- WHAT YOU WILL DO: Repeat only the stretch of lines below that runs from the line with "Three layers are" through the line with "1. **Server side**", unaltered.

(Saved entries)
##############################

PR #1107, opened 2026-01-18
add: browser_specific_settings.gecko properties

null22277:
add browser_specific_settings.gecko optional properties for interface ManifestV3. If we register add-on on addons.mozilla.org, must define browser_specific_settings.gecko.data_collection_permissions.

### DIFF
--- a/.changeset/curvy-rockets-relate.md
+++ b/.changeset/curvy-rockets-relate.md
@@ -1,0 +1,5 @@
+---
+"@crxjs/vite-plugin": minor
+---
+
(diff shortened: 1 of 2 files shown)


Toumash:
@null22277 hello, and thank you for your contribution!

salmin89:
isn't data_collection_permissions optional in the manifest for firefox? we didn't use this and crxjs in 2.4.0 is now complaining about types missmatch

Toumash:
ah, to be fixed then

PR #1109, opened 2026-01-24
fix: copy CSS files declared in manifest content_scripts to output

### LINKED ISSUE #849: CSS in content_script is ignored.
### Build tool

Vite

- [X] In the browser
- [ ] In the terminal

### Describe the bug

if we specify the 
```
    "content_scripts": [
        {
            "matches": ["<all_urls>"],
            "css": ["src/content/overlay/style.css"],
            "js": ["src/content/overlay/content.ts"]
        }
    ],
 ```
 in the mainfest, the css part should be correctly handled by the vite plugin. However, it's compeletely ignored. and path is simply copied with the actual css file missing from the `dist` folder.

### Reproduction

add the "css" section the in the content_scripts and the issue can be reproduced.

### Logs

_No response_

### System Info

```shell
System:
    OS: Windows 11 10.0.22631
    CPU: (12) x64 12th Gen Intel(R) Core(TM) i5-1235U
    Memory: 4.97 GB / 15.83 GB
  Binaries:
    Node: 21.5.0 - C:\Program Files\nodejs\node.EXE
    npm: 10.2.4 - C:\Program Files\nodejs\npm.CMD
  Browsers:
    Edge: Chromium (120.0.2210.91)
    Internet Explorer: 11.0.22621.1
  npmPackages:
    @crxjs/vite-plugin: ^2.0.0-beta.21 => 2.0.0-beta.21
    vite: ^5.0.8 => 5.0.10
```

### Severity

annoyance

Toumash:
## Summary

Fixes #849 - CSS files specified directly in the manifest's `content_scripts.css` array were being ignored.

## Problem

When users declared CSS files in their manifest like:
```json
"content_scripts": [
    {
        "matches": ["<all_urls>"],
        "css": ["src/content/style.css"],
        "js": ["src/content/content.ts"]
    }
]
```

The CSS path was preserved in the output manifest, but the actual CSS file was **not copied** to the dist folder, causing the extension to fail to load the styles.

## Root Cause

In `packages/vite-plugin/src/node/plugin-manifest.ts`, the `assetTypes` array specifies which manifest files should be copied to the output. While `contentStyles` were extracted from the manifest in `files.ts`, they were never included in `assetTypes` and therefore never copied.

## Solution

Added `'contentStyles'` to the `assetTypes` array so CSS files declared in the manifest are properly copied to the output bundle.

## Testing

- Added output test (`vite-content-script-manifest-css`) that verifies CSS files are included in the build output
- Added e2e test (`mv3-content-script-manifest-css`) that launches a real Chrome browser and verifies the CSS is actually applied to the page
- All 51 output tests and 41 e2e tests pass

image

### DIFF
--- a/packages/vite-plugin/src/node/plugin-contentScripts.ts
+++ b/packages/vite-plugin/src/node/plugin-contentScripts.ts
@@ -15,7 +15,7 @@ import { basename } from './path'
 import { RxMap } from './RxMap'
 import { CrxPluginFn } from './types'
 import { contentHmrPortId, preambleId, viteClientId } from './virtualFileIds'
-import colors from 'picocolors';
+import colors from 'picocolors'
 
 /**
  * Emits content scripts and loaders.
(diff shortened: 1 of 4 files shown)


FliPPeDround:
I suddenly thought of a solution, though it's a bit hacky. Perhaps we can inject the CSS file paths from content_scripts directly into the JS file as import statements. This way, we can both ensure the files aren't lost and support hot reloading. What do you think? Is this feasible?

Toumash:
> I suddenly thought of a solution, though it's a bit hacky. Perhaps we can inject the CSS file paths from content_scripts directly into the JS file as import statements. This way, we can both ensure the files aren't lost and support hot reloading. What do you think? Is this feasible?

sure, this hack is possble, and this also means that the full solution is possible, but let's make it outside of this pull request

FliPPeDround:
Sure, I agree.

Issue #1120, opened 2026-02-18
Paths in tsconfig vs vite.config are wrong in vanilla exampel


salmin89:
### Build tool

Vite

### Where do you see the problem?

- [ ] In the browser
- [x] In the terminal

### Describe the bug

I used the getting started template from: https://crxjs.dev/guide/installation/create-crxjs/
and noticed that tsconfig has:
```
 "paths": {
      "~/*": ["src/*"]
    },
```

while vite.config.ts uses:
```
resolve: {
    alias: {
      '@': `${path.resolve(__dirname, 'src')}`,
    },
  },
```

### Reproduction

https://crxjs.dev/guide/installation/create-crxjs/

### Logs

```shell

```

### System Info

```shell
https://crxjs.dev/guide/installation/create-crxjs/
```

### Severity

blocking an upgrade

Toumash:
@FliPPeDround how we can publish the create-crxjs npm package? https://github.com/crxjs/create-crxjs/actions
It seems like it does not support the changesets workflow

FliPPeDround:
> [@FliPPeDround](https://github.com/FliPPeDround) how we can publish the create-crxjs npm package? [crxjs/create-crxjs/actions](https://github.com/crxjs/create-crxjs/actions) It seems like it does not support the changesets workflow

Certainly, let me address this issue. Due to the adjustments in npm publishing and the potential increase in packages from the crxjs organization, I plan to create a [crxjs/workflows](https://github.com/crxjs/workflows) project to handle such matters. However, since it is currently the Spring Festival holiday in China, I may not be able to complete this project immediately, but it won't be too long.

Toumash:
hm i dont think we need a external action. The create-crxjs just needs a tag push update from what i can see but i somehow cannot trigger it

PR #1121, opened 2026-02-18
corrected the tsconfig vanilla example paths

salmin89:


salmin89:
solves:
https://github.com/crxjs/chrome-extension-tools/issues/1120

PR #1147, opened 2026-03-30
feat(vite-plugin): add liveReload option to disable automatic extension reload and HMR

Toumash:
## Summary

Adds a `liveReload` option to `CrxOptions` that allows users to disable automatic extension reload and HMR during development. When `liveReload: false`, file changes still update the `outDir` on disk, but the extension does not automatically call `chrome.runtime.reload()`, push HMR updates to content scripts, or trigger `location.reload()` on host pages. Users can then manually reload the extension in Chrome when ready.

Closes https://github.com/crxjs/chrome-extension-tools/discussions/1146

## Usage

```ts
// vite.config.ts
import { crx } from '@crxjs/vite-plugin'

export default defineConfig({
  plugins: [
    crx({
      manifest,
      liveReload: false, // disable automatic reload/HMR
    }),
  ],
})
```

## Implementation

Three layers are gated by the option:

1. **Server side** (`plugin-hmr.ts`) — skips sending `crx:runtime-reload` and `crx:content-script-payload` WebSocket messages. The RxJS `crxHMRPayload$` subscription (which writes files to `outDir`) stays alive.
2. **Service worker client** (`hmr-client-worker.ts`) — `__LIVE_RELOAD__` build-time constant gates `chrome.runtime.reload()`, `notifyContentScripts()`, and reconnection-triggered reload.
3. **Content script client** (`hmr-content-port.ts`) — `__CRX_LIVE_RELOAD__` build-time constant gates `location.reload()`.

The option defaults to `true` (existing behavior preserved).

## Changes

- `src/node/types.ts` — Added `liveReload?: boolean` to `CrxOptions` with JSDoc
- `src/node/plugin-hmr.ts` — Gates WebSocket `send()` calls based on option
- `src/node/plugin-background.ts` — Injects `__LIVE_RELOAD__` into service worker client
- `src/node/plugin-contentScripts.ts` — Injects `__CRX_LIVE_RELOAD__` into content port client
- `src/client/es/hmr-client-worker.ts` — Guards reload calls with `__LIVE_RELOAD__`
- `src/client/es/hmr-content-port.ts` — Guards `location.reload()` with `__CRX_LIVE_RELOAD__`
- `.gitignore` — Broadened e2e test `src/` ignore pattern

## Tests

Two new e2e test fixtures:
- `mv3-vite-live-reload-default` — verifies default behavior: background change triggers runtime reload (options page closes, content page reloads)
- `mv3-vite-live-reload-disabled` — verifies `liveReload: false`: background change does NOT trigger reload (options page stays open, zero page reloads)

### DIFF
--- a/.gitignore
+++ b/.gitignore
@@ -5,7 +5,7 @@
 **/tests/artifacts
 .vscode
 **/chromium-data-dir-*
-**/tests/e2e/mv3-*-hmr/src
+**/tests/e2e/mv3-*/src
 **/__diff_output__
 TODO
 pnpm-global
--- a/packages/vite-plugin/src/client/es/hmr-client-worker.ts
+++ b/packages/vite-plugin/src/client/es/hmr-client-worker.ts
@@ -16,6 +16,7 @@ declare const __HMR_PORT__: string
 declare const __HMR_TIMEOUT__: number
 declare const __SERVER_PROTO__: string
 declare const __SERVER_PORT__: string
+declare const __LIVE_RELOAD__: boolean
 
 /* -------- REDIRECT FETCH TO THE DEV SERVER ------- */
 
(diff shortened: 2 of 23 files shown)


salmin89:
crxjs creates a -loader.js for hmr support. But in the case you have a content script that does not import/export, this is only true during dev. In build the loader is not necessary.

##############################

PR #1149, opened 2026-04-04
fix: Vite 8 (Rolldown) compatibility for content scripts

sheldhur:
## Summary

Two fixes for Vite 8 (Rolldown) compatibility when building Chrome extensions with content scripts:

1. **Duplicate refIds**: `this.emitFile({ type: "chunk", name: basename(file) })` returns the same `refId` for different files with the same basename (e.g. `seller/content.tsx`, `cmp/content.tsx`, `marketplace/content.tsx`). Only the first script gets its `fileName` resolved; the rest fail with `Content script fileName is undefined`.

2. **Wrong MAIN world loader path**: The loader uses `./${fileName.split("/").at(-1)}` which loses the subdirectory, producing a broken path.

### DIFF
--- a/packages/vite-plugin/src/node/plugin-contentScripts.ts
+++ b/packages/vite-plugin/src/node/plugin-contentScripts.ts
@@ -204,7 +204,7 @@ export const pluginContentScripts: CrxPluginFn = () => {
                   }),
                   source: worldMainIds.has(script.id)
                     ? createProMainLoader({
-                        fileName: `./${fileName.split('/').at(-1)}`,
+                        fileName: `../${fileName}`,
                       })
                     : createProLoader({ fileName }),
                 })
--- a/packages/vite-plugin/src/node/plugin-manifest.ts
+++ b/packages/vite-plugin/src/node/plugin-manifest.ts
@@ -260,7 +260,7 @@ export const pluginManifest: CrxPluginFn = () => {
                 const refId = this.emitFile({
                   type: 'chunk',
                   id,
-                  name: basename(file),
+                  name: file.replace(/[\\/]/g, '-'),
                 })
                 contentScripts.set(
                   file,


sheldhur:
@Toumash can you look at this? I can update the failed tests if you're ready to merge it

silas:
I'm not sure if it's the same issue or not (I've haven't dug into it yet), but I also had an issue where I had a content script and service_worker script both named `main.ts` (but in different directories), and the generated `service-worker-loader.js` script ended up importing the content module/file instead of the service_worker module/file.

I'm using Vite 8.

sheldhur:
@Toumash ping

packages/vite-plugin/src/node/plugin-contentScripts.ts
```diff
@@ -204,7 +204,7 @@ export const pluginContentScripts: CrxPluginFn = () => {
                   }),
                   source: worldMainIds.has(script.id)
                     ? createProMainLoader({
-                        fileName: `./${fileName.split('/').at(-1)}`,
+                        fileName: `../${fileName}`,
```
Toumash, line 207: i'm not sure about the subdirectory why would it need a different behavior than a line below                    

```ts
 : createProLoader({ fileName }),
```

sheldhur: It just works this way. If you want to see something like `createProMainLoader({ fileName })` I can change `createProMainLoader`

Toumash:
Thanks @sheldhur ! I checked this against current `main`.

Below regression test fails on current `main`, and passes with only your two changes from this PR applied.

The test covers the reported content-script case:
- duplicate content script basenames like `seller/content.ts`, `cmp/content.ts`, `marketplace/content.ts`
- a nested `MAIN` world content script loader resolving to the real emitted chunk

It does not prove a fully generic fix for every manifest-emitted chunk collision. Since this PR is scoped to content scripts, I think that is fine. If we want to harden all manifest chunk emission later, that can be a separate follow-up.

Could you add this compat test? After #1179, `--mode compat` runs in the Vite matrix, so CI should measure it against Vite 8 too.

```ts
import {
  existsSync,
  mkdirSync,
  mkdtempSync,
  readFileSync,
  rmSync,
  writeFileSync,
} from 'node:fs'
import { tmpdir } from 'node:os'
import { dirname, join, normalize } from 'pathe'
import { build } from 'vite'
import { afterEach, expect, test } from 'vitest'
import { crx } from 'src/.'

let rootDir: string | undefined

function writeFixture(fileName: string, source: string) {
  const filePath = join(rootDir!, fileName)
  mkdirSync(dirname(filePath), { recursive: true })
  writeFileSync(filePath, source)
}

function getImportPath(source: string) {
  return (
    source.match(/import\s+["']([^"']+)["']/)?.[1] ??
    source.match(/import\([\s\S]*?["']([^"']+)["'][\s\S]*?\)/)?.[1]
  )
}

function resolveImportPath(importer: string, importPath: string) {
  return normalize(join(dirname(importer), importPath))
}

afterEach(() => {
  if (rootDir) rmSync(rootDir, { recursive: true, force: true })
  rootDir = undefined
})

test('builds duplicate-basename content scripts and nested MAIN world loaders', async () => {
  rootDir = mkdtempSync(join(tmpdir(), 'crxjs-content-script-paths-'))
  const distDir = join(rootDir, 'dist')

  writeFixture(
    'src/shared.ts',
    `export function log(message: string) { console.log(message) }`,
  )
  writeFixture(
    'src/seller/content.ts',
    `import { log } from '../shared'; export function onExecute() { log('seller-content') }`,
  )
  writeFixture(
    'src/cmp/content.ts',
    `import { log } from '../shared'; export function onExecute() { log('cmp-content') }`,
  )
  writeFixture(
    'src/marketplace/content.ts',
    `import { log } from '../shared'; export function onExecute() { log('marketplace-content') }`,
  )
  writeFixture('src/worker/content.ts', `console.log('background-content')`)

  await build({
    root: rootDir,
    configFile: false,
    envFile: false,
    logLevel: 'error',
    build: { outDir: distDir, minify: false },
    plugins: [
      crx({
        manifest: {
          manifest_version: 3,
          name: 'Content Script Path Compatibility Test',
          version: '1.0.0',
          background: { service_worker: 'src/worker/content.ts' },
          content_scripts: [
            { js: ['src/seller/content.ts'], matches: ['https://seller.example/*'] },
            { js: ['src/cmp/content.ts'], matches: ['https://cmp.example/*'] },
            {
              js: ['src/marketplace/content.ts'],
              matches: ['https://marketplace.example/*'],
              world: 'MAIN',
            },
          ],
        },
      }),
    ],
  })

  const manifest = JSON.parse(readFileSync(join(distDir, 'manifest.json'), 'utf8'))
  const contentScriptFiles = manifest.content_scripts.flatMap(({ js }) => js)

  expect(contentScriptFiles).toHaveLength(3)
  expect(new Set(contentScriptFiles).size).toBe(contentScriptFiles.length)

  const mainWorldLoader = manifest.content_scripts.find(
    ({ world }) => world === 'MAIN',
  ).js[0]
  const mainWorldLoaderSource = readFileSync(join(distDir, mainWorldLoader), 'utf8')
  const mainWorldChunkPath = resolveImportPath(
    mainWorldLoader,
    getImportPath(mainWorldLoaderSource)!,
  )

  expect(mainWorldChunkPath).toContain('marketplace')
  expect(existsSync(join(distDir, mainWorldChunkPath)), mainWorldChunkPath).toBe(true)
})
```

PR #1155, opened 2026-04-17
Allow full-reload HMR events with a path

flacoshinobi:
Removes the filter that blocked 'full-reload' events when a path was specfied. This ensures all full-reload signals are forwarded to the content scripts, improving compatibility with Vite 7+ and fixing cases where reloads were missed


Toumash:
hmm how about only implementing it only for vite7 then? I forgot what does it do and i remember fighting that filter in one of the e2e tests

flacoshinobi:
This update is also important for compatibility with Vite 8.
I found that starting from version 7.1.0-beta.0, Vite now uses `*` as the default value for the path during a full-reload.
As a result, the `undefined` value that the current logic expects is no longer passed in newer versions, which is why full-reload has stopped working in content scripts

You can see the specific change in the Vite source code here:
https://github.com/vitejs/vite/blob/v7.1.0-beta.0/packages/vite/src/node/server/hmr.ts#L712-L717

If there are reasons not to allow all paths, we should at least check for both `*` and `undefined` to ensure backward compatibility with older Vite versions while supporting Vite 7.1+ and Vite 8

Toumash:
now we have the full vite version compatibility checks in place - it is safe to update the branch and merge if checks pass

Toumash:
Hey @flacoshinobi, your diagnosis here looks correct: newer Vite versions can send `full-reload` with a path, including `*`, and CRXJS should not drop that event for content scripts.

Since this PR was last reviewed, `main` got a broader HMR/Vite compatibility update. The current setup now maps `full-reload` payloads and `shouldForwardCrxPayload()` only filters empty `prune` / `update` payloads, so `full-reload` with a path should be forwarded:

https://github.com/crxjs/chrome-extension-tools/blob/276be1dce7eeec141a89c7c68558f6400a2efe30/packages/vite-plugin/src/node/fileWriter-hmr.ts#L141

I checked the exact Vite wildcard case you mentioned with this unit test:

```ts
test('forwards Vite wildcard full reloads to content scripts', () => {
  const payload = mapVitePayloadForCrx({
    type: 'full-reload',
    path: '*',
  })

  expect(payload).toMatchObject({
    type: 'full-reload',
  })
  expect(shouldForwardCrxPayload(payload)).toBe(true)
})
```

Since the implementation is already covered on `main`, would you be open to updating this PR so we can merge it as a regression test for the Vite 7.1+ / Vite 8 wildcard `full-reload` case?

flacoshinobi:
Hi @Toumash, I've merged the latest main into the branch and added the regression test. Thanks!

##############################

- FINISHED TASK:
Three layers are gated by the option:

1. **Server side** (`plugin-hmr.ts`) — skips sending `crx:runtime-reload` and `crx:content-script-payload` WebSocket messages. The RxJS `crxHMRPayload$` subscription (which writes files to `outDir`) stays alive.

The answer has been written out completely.